US 11,657,833 B2
Classifying audio scene using synthetic image features
Eric Chris Wolfgang Sommerlade, Oxford (GB); Yang Liu, Reading (GB); Alexandros Neofytou, London (GB); and Sunando Sengupta, Reading (GB)
Assigned to Microsoft Technology Licensing, LLC, Redmond, WA (US)
Filed by Microsoft Technology Licensing, LLC, Redmond, WA (US)
Filed on Oct. 26, 2021, as Appl. No. 17/452,306.
Application 17/452,306 is a continuation of application No. 16/844,930, filed on Apr. 9, 2020, granted, now 11,164,042.

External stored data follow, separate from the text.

PR #993, opened 2026-07-02
Feat(prediction): restore predictions with different channels than input

### LINKED ISSUE #948: Stitching tiled predictions fails when prediction channels are different from input's channel

### LINKED ISSUE #963: Allow input and ouput with different axes
## Problem

While most of our applications so far had inputs and targets with same axes, it is not always the case and can be blocking for the addition of new algorithms / tasks. For instance one of the CARE original experiment was ZYX -> YX (projection).  

The error is raised when reshaping the data in the image stacks:

```
line 243, in reshape_array
    transform = AxesTransform(original_axes, array.shape)
  File "<string>", line 5, in __init__
  File "/src/careamics/utils/reshape_array.py", line 53, in __post_init__
    raise ValueError(
    ...<3 lines>...
    )
ValueError: Axes 'YX' length (2) does not match shape (2, 128, 128) length (3).
```

Similarly to https://github.com/CAREamics/careamics/issues/948, targets with different axes will also create issues when reshaping before writing to disk (prediction conversion, zarr prediction writer).

jdeschamps:
## Disclaimer

- [ ] I am an AI agent.

## Description

> [!NOTE]  
> **tldr**: This PR removes fixes the error faced when restoring a prediction that has different channel dimension than the input.

Currently, any prediction with C dimension different from input will lead to an error during array reshaping. This PR solves the issue by engineering the array restoration to handle the channel differently. Because of the implementation of the Zarr tile writer, some modifications had to be carried out there as well.

It introduces the following:
- `target_axes` in ImageRegionData, set to `axes` if `target_axes` is `None`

Claims priority of provisional application 62/961,049, filed on Jan. 14, 2020.
Prior Publication US 2022/0044071 A1, Feb. 10, 2022
This patent is subject to a terminal disclaimer.

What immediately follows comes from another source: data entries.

PR #996, opened 2026-07-03
Fix (prediction): file naming truncation and overwriting 

### LINKED ISSUE #991: Bug: possible file name truncation and overwriting during prediction to disk
## Describe the bug

> With careamist.predict_to_disk now, I was getting a FileExistsError because all of my prediction images are being saved with the same name. The source images all have the same the file name header (the end of the file name differentiates them) so I think the names were getting truncated and that's what was causing the error. I changed the names to just be numbers and that fixed it.

Reported by a user [here](https://forum.image.sc/t/how-to-save-view-prediction-images-using-careamics/121667/4).

diyasrivas:
## Disclaimer

- [ ] I am an AI agent.

## Description

> [!NOTE]  
> **tldr**: 
Prevents `predict_to_disk` from truncating source file names

When writing predictions to disk, the output file name is derived from the source file name. For source files that shared a common prefix and only differed in a dotted suffix, the differentiating part was being stripped, so multiple predictions resolved to the same output name and writing failed.

The output name was built in `create_write_file_path` using `Path.stem` followed by `Path.with_suffix()`. Both of these strip a trailing dotted segment, so any dot in the meaningful part of the name was lost.

### Overview - what changed?

`create_write_file_path` now only strips the source extension when it is a recognized input extension, and otherwise keeps the full name. It no longer uses `with_suffix`, so interior dots are preserved and outputs remain unique.

Added a `KNOWN_INPUT_EXTENSIONS` set (`.tif`, `.tiff`, `.czi`, `.zarr`, matching `SupportedData`). In `create_write_file_path`, the source extension is stripped via `Path.stem` only when `file_path.suffix` is one of these; otherwise the full `file_path.name` is kept. The write extension is then appended by string concatenation rather than `with_suffix`, which avoids stripping a second dotted segment. This keeps the common single-extension case unchanged while preserving any interior dots.

- `create_write_file_path` in `src/careamics/lightning/callbacks/prediction/file_path_utils.py`: only strips recognized input extension and no longer uses `with_suffix`; added the `KNOWN_INPUT_EXTENSIONS` constant.

- `tests/lightning/callbacks/prediction/test_file_path_utils.py` : updated `test_create_write_file_path` to use a recognized extension (the previous version asserted an unrecognized extension would be swapped).

## How has this been tested?

Ran `test_file_path_utils.py` locally which passed. Verified against the reported failure cases so source names such as `experiment.0001`/`experiment.0002` and `cells.pos0.tif`/`cells.pos1.tif` now produce distinct output names instead of colliding, while ordinary single-extension names (`scan_0001.tif` → `scan_0001.tiff`) are unchanged.

## Related Issues

- Resolves #991 

## Breaking changes

None

### DIFF
--- a/src/careamics/lightning/callbacks/prediction/file_path_utils.py
+++ b/src/careamics/lightning/callbacks/prediction/file_path_utils.py
@@ -2,9 +2,6 @@
 
 from pathlib import Path
 
-# Extensions that CAREamics recognises as input image files (see `SupportedData`).
-KNOWN_INPUT_EXTENSIONS = frozenset({".tif", ".tiff", ".czi", ".zarr"})
-
 
 def create_write_file_path(
     dirpath: Path, file_path: Path, write_extension: str, postfix: str = ""
@@ -14,11 +11,6 @@ def create_write_file_path(
 
     Takes the original file path, changes the directory to `dirpath` and changes
     the extension to `write_extension`.
-
-    Only a recognised input extension (see `KNOWN_INPUT_EXTENSIONS`) is replaced;
-    any other dotted segments in the name are preserved. This avoids truncating
-    names such as ``experiment.0001`` or ``cells.pos0.tif``, which would otherwise
-    collide and raise a ``FileExistsError`` when written.
 
     Parameters
     ----------
@@ -37,9 +29,5 @@ def create_write_file_path(
         The output file path.
     """
     file_path = Path(file_path)  # as a guard against str input
-    if file_path.suffix.lower() in KNOWN_INPUT_EXTENSIONS:
-        stem = file_path.stem
-    else:
-        stem = file_path.name
-    file_name = f"{stem}{postfix}{write_extension}"
+    file_name = f"{file_path.stem}{postfix}{write_extension}"
     return dirpath / file_name
--- a/src/careamics/lightning/callbacks/prediction/file_path_utils.py
+++ b/src/careamics/lightning/callbacks/prediction/file_path_utils.py
@@ -12,7 +12,7 @@ def common_source_base(sources: Sequence[Path | str]) -> Path | None:
     Parameters
     ----------
     sources : sequence of pathlib.Path or str
-        Source paths of the predictions. Array sources (``"array"``) are ignored.
+        Source paths of the predictions. Array sources (`"array"`) are ignored.
 
     Returns
     -------
--- a/src/careamics/lightning/callbacks/prediction/file_path_utils.py
+++ b/src/careamics/lightning/callbacks/prediction/file_path_utils.py
@@ -2,6 +2,9 @@
 
 from pathlib import Path
 
+# Extensions that CAREamics recognises as input image files (see `SupportedData`).
+KNOWN_INPUT_EXTENSIONS = frozenset({".tif", ".tiff", ".czi", ".zarr"})
+
 
 def create_write_file_path(
     dirpath: Path, file_path: Path, write_extension: str, postfix: str = ""
@@ -11,6 +14,11 @@ def create_write_file_path(
 
     Takes the original file path, changes the directory to `dirpath` and changes
     the extension to `write_extension`.
+
+    Only a recognised input extension (see `KNOWN_INPUT_EXTENSIONS`) is replaced;
+    any other dotted segments in the name are preserved. This avoids truncating
+    names such as ``experiment.0001`` or ``cells.pos0.tif``, which would otherwise
+    collide and raise a ``FileExistsError`` when written.
 
     Parameters
     ----------
@@ -29,6 +37,9 @@ def create_write_file_path(
         The output file path.
     """
     file_path = Path(file_path)  # as a guard against str input
-    file_name = f"{file_path.stem}{postfix}"
-    file_path = dirpath / Path(file_name).with_suffix(write_extension)
-    return file_path
+    if file_path.suffix.lower() in KNOWN_INPUT_EXTENSIONS:
+        stem = file_path.stem
+    else:
+        stem = file_path.name
+    file_name = f"{stem}{postfix}{write_extension}"
+    return dirpath / file_name
--- a/src/careamics/lightning/callbacks/prediction/file_path_utils.py
+++ b/src/careamics/lightning/callbacks/prediction/file_path_utils.py
@@ -1,16 +1,47 @@
 """Module containing file path utilities for `WriteStrategy` to use."""
 
+import os
+from collections.abc import Sequence
 from pathlib import Path
 
 
+def common_source_base(sources: Sequence[Path | str]) -> Path | None:
+    """
+    Find the common parent directory of the source paths.
+
+    Parameters
+    ----------
+    sources : sequence of pathlib.Path or str
+        Source paths of the predictions. Array sources (``"array"``) are ignored.
+
+    Returns
+    -------
+    Path or None
+        The common parent, or None if it cannot be determined (fewer than two file
+        sources, or no shared base such as mixed absolute and relative paths).
+    """
+    paths = [Path(source) for source in sources if str(source) != "array"]
+    if len(paths) < 2:
+        return None
+    try:
+        return Path(os.path.commonpath([str(path) for path in paths]))
+    except ValueError:
+        # paths share no common base (e.g. mixing absolute and relative paths)
+        return None
+
+
 def create_write_file_path(
-    dirpath: Path, file_path: Path, write_extension: str, postfix: str = ""
+    dirpath: Path,
+    file_path: Path,
+    write_extension: str,
+    postfix: str = "",
+    source_base: Path | None = None,
 ) -> Path:
     """
     Create the file name for the output file.
 
-    Takes the original file path, changes the directory to `dirpath` and changes
-    the extension to `write_extension`.
+    If `source_base` is given, the source path relative to it is preserved under
+    `dirpath`, keeping outputs unique for same-named files in different directories.
 
     Parameters
     ----------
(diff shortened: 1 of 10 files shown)


src/careamics/lightning/callbacks/prediction/file_path_utils.py
```diff
@@ -12,6 +15,11 @@ def create_write_file_path(
     Takes the original file path, changes the directory to `dirpath` and changes
     the extension to `write_extension`.
 
+    Only a recognised input extension (see `KNOWN_INPUT_EXTENSIONS`) is replaced;
+    any other dotted segments in the name are preserved. This avoids truncating
+    names such as ``experiment.0001`` or ``cells.pos0.tif``, which would otherwise
+    collide and raise a ``FileExistsError`` when written.
+
```
jdeschamps, line 45: Can we remove this comment? Claude likes useless comments.

src/careamics/lightning/callbacks/prediction/file_path_utils.py
```diff
@@ -29,6 +37,9 @@ def create_write_file_path(
         The output file path.
     """
     file_path = Path(file_path)  # as a guard against str input
-    file_name = f"{file_path.stem}{postfix}"
-    file_path = dirpath / Path(file_name).with_suffix(write_extension)
-    return file_path
+    if file_path.suffix.lower() in KNOWN_INPUT_EXTENSIONS:
+        stem = file_path.stem
+    else:
+        stem = file_path.name
```
jdeschamps: I don't understand why we can't just do:

```suggestion
    stem = file_path.stem
```

The problem with `.stem.with_suffix()` is that the `stem` has a `.` in there, but `f"{stem}{post_fix}{write_extension}"` should work.

The one would need to remove the known extension dict. Also the source might be a custom, unknown, extension.

jdeschamps (changes requested):
Thanks for taking care of that! I think it can be even simpler, see my comments.

melisande-c:
Not related to the original request, but I guess we do now support passing individual file paths, which may be in different directories but have the same name, which also would not be supported.

jdeschamps:
> Not related to the original request, but I guess we do now support passing individual file paths, which may be in different directories but have the same name, which also would not be supported.

That could be taken care of in this PR, if you feel like it @diyasrivas. Otherwise we need to open an issue.

diyasrivas:
> but I guess we do now support passing individual file paths, which may be in different directories but have the same name, which also would not be supported.

I am just going to implement it here

src/careamics/lightning/callbacks/prediction/file_path_utils.py
diyasrivas: removed

diyasrivas:
> Not related to the original request, but I guess we do now support passing individual file paths, which may be in different directories but have the same name, which also would not be supported.

I updated it so predictions actually get written properly instead of colliding. Each prediction now gets saved to a path relative to the common parent folder of all the sources, so files keep their folder structure and same-named files don't overwrite each other.

For example:

["dir1/image.tif", "dir2/image.tif"]
    → pred/dir1/image.tiff
    → pred/dir2/image.tiff

["/abs/dir1/subdir/image.tif", "/abs/dir1/image.tif", "/abs/dir2/image.tif"]
    → pred/dir1/subdir/image.tiff
    → pred/dir1/image.tiff
    → pred/dir2/image.tiff

And if you just point it at a single folder of files, nothing changes

src/careamics/lightning/callbacks/prediction/file_path_utils.py
```diff
@@ -1,16 +1,47 @@
...
 
 
+def common_source_base(sources: Sequence[Path | str]) -> Path | None:
+    """
+    Find the common parent directory of the source paths.
+
+    Parameters
+    ----------
+    sources : sequence of pathlib.Path or str
+        Source paths of the predictions. Array sources (``"array"``) are ignored.
```
jdeschamps:
```suggestion
        Source paths of the predictions. Array sources (`"array"`) are ignored.
```

src/careamics/lightning/callbacks/prediction/image_write_strategy.py
```diff
@@ -68,6 +68,9 @@ def __init__(
 
         self.image_cache: dict[int, list[ImageRegionData]] = defaultdict(list)
 
+        # common parent of the sources, used to preserve their directory structure
+        self.source_base: Path | None = None
```
jdeschamps, line 76: It seems to me that it will always be `None` here, so there is no point in having this variable. Did I miss something?

jdeschamps: Oh, it is modified from outside the class. I don't like rogue modifications of attributes. It would be clearer if it has a setter `set_common_path`, maybe even defined in the `Protocol`

src/careamics/lightning/callbacks/prediction/image_write_strategy.py
```diff
@@ -68,6 +68,9 @@ def __init__(
 
         self.image_cache: dict[int, list[ImageRegionData]] = defaultdict(list)
 
+        # common parent of the sources, used to preserve their directory structure
```
jdeschamps:
```suggestion
        # common parent of the sources, used to preserve their directory structure
        # modified by the prediction writer callback
```

src/careamics/lightning/callbacks/prediction/tile_write_strategy.py
```diff
@@ -74,6 +74,9 @@ def __init__(
         # where tiles will be cached until a whole image has been predicted
         self.tile_cache: dict[int, list[ImageRegionData]] = defaultdict(list)
 
+        # common parent of the sources, used to preserve their directory structure
```
jdeschamps:
```suggestion
        # common parent of the sources, used to preserve their directory structure
        # modified by the prediction writer callback
```

jdeschamps (changes requested):

src/careamics/lightning/callbacks/prediction/zarr_tile_write_strategy.py
```diff
@@ -89,6 +89,20 @@ def __init__(self) -> None:
...
+        This strategy writes all predictions into a single zarr store rather than as
+        individual files, so there is no per-source directory structure to preserve
+        and `source_base` is ignored.
+
+        Parameters
+        ----------
+        source_base : pathlib.Path or None
+            Common parent of all prediction sources; ignored by this strategy.
+        """
+
```
jdeschamps, line 102: Sorry, just to be a bit more pythonic

```suggestion
    def set_source_base(self, source_base: Path | None) -> None:
        """
        No-op.

        Parameters
        ----------
        source_base : pathlib.Path or None
            Ignored.
        """
        pass

```

jdeschamps:
Seems like there is an issue coming up in the tests:

```python
 src/careamics/lightning/callbacks/prediction/prediction_writer_callback.py:147: in setup
    source_paths = getattr(trainer.datamodule, "predict_source_paths", [])
                           ^^^^^^^^^^^^^^^^^^
_ _ _ _ _ _ _ _ _ _ _ _ _ _ _ _ _ _ _ _ _ _ _ _ _ _ _ _ _ _ _ _ _ _ _ _ _ _ _ _ 

self = <Mock spec='Trainer' id='5683250864'>, name = 'datamodule'

    def __getattr__(self, name):
        if name in {'_mock_methods', '_mock_unsafe'}:
            raise AttributeError(name)
        elif self._mock_methods is not None:
            if name not in self._mock_methods or name in _all_magics:
>               raise AttributeError("Mock object has no attribute %r" % name)
E               AttributeError: Mock object has no attribute 'datamodule'. Did you mean: 'init_module'?

```

src/careamics/lightning/callbacks/prediction/file_path_utils.py
diyasrivas: yeah agreed because `with_suffix()` asks pathlib to guess where the extension starts, which is exactly what broke (any dot in the name chops the wrong part off). Building the name from stem + postfix + extension doesn't guess at all and dropping the dict means unknown/custom extensions work for free instead of us maintaining a list of formats we happen to know about.

The file changed a bit since (added source_base to preserve the source dir structure so same-named files in different folders don't collide), but that only affects which path the stem comes from, the name construction concept is still there which you can see in the latest version https://github.com/CAREamics/careamics/blob/6bfdd6494a15589affa03c038c3a4134ba181309/src/careamics/lightning/callbacks/prediction/file_path_utils.py

diyasrivas:
> Seems like there is an issue coming up in the tests:
> 
> ```python
>  src/careamics/lightning/callbacks/prediction/prediction_writer_callback.py:147: in setup
>     source_paths = getattr(trainer.datamodule, "predict_source_paths", [])
>                            ^^^^^^^^^^^^^^^^^^
> _ _ _ _ _ _ _ _ _ _ _ _ _ _ _ _ _ _ _ _ _ _ _ _ _ _ _ _ _ _ _ _ _ _ _ _ _ _ _ _ 
> 
> self = <Mock spec='Trainer' id='5683250864'>, name = 'datamodule'
> 
>     def __getattr__(self, name):
>         if name in {'_mock_methods', '_mock_unsafe'}:
>             raise AttributeError(name)
>         elif self._mock_methods is not None:
>             if name not in self._mock_methods or name in _all_magics:
> >               raise AttributeError("Mock object has no attribute %r" % name)
> E               AttributeError: Mock object has no attribute 'datamodule'. Did you mean: 'init_module'?
> ```

the latest commit should fix that, Lightning sets datamodule at runtime, so it's not there and the mock refuses to hand it out. The mock just wasn't a complete stand-in for a real trainer once setup started reading .datamodule before, so now the test does:

```python
 trainer = mocker.Mock(spec=Trainer)
 trainer.datamodule = None
```

`None` mimics predicting straight from dataloaders with no datamodule which would fall back to [] and `common_source_base([])` returns `None` - and now everything passes..

jdeschamps (approved):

Int. Cl. H04N 5/272 (2006.01); H04N 7/14 (2006.01); G06F 18/214 (2023.01); G06F 18/241 (2023.01); G06V 10/764 (2022.01); G10L 25/51 (2013.01); G06V 10/82 (2022.01); G06V 10/44 (2022.01); G06V 20/00 (2022.01)
CPC G10L 25/51 (2013.01) [G06F 18/214 (2023.01); G06F 18/241 (2023.01); G06V 10/454 (2022.01); G06V 10/764 (2022.01); G06V 10/82 (2022.01); G06V 20/00 (2022.01); H04N 5/272 (2013.01); H04N 7/141 (2013.01)] 18 Claims
OG exemplary drawing
 
1. A computing system comprising:
a processor having associated memory storing:
a discriminator configured to determine whether a target feature is real or synthetic;
a generator having been trained on an audio-visual pair of image data and first audio data with the discriminator;
a classifier having been trained on second audio data that is not paired with an image, the first audio data and the second audio data being recordings generated at substantially different geographical locations; and
instructions that cause the processor to execute, at runtime:
the generator configured to generate synthetic image features from third audio data; and
the classifier configured to classify a scene of the third audio data based on the synthetic image features.